** Opening GIVEN DATA block **

PR #500, opened 2024-06-14
Neat 307 dexpi extractor handling rdf type for componenets without component class uri

nikokaoja:
### Improved
- Dexpi Extractor is significantly more extracting triples from Dexpi XML files
- More human readable class and property ids in Dexpi Extractor


cognite/neat/graph/extractors/_dexpi.py
```diff
@@ -13,6 +13,7 @@
 from cognite.neat.utils.xml import get_children, iterate_tree
 
 DEXPI = Namespace("http://sandbox.dexpi.org/rdl/")
+QUDT = Namespace("https://qudt.org/vocab/unit/")
```
doctrino, line 16: Do we need unit support to properly support this?

doctrino (approved):

PR #508, opened 2024-06-20
Neat 318 add query module to graph

nikokaoja:
### Added
- Introduce `query` module under `neat.graph` which holds previous `_Queries` class
- Added generation of `SPARQL` `CONSTRUCT` queries based on `rdfpath` transformations defined in `InformationRules`
- Introduce `NeatGraphStore.read` method which takes class and returns all instances of that class
- Test for `NeatGraphStore.read` method which entails end-to-end process of loading triples, inferring data model and reading instances of a class
### Changed
- `DMSLoader` now uses `.read` method of `NeatGraphStore`


doctrino (approved):
If I understand this PR correctly, this is mainly moving code around, it is not much new. 

The only thing that reacted to, should the `queries` package be inside the `store`? As it is mostly a helper, and not a core concept, like `extractors`, `store`, `loader`, or `transformer`

PR #516, opened 2024-06-26
Neat 333 query build asset centric construct query

nikokaoja:
### Added
- Conversion between information, asset and dms rules
- Added serializer for transformations (i.e. RDFPATH)
- Placeholder for AssetLoader


cognite/neat/graph/stores/_base.py
```diff
@@ -64,11 +64,11 @@ def __init__(
 
         self.queries = Queries(self.graph, self.rules)
 
-    def add_rules(self, rules: InformationRules) -> None:
+    def add_rules(self, rules: InformationRules | AssetRules) -> None:
```
doctrino, line 67: Not sure if I agree with this one. Do we allow implementation rules in the Store?

doctrino (approved):
Like the nice conversion. I am a bit confused by the AssetRules in the NeatStore.

PR #4312, opened 2020-05-14
Mobx diff ui tweaks

soyarsauce:
### What this PR does

addresses some issues in https://github.com/TerriaJS/terriajs/issues/4311

Fix workbench viewing control styling
Updates difference/delta icon, compare/splitter icon and spacing
Add stopgap fix for splitter being offset
Don't show difference control on diffed items

### Checklist

-   [x] n/a There are unit tests to verify my changes are correct or unit tests aren't applicable (if so, write quick reason why unit tests don't exist)
-   [x] n/a I've updated CHANGES.md with what I changed.


soyarsauce:
>Nanda Sankaran  2:09 PM
Looks good to me.


Wing Ho  2:16 PM
well, 3 resize events per 'workbench toggle' -i want to leave the third one in, incase a browser doesn't fire onTransitionEnd for whatever reason
image.png 
image.png

2:17
part of me is like, well. mobx is already so slow, better slow and working than buggy-splitter
2:17
alright that's the basis for why i'm just gonna SlapItOn
2:17
slipslapslop

PR #4315, opened 2020-05-15
Re-assign split directions when the tool is reset.

### LINKED ISSUE #4311: Post testing delta fixes
Some issues for post-delta/testing

- [ ]  removing the delta source item from workbench keeps the diff tool open, should probably close it if it isn't referenced in workbench anymore
- [ ]  bottom date pickers cover up the timeline + logo area
- [x] The output diff item in workbench should hide the menu option to invoke Difference tool again
- [x] #4309 
- [x] Left/right items loose the split direction sense when the tool is reset
- [ ] The output item should show legend

na9da:
### What this PR does

Partly fixes #4311

Fixes a difftool bug where left/right items loose their split direction settings when the tool is reset.

### Checklist

### DIFF
--- a/CHANGES.md
+++ b/CHANGES.md
@@ -9,6 +9,7 @@ Change Log
 * Bumped explicit base typescript to 3.9.2
 * Lock rollbar to 2.15.2
 * Ported disclaimer to mobx with new designs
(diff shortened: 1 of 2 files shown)


soyarsauce:
Delete branches after merge 😀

** Closing GIVEN DATA block **

# [TASK STATEMENT]
Set the entries down again precisely as they were given.

# [ANSWER TO THIS PROBLEM]
PR #500, opened 2024-06-14
Neat 307 dexpi extractor handling rdf type for componenets without component class uri

nikokaoja:
### Improved
- Dexpi Extractor is significantly more extracting triples from Dexpi XML files
- More human readable class and property ids in Dexpi Extractor


cognite/neat/graph/extractors/_dexpi.py
```diff
@@ -13,6 +13,7 @@
 from cognite.neat.utils.xml import get_children, iterate_tree
 
 DEXPI = Namespace("http://sandbox.dexpi.org/rdl/")
+QUDT = Namespace("https://qudt.org/vocab/unit/")
```
doctrino, line 16: Do we need unit support to properly support this?

doctrino (approved):

PR #508, opened 2024-06-20
Neat 318 add query module to graph

nikokaoja:
### Added
- Introduce `query` module under `neat.graph` which holds previous `_Queries` class
- Added generation of `SPARQL` `CONSTRUCT` queries based on `rdfpath` transformations defined in `InformationRules`
- Introduce `NeatGraphStore.read` method which takes class and returns all instances of that class
- Test for `NeatGraphStore.read` method which entails end-to-end process of loading triples, inferring data model and reading instances of a class
### Changed
- `DMSLoader` now uses `.read` method of `NeatGraphStore`


doctrino (approved):
If I understand this PR correctly, this is mainly moving code around, it is not much new. 

The only thing that reacted to, should the `queries` package be inside the `store`? As it is mostly a helper, and not a core concept, like `extractors`, `store`, `loader`, or `transformer`

PR #516, opened 2024-06-26
Neat 333 query build asset centric construct query

nikokaoja:
### Added
- Conversion between information, asset and dms rules
- Added serializer for transformations (i.e. RDFPATH)
- Placeholder for AssetLoader


cognite/neat/graph/stores/_base.py
```diff
@@ -64,11 +64,11 @@ def __init__(
 
         self.queries = Queries(self.graph, self.rules)
 
-    def add_rules(self, rules: InformationRules) -> None:
+    def add_rules(self, rules: InformationRules | AssetRules) -> None:
```
doctrino, line 67: Not sure if I agree with this one. Do we allow implementation rules in the Store?

doctrino (approved):
Like the nice conversion. I am a bit confused by the AssetRules in the NeatStore.

PR #4312, opened 2020-05-14
Mobx diff ui tweaks

soyarsauce:
### What this PR does

addresses some issues in https://github.com/TerriaJS/terriajs/issues/4311

Fix workbench viewing control styling
Updates difference/delta icon, compare/splitter icon and spacing
Add stopgap fix for splitter being offset
Don't show difference control on diffed items

### Checklist

-   [x] n/a There are unit tests to verify my changes are correct or unit tests aren't applicable (if so, write quick reason why unit tests don't exist)
-   [x] n/a I've updated CHANGES.md with what I changed.


soyarsauce:
>Nanda Sankaran  2:09 PM
Looks good to me.


Wing Ho  2:16 PM
well, 3 resize events per 'workbench toggle' -i want to leave the third one in, incase a browser doesn't fire onTransitionEnd for whatever reason
image.png 
image.png

2:17
part of me is like, well. mobx is already so slow, better slow and working than buggy-splitter
2:17
alright that's the basis for why i'm just gonna SlapItOn
2:17
slipslapslop

PR #4315, opened 2020-05-15
Re-assign split directions when the tool is reset.

### LINKED ISSUE #4311: Post testing delta fixes
Some issues for post-delta/testing

- [ ]  removing the delta source item from workbench keeps the diff tool open, should probably close it if it isn't referenced in workbench anymore
- [ ]  bottom date pickers cover up the timeline + logo area
- [x] The output diff item in workbench should hide the menu option to invoke Difference tool again
- [x] #4309 
- [x] Left/right items loose the split direction sense when the tool is reset
- [ ] The output item should show legend

na9da:
### What this PR does

Partly fixes #4311

Fixes a difftool bug where left/right items loose their split direction settings when the tool is reset.

### Checklist

### DIFF
--- a/CHANGES.md
+++ b/CHANGES.md
@@ -9,6 +9,7 @@ Change Log
 * Bumped explicit base typescript to 3.9.2
 * Lock rollbar to 2.15.2
 * Ported disclaimer to mobx with new designs
(diff shortened: 1 of 2 files shown)


soyarsauce:
Delete branches after merge 😀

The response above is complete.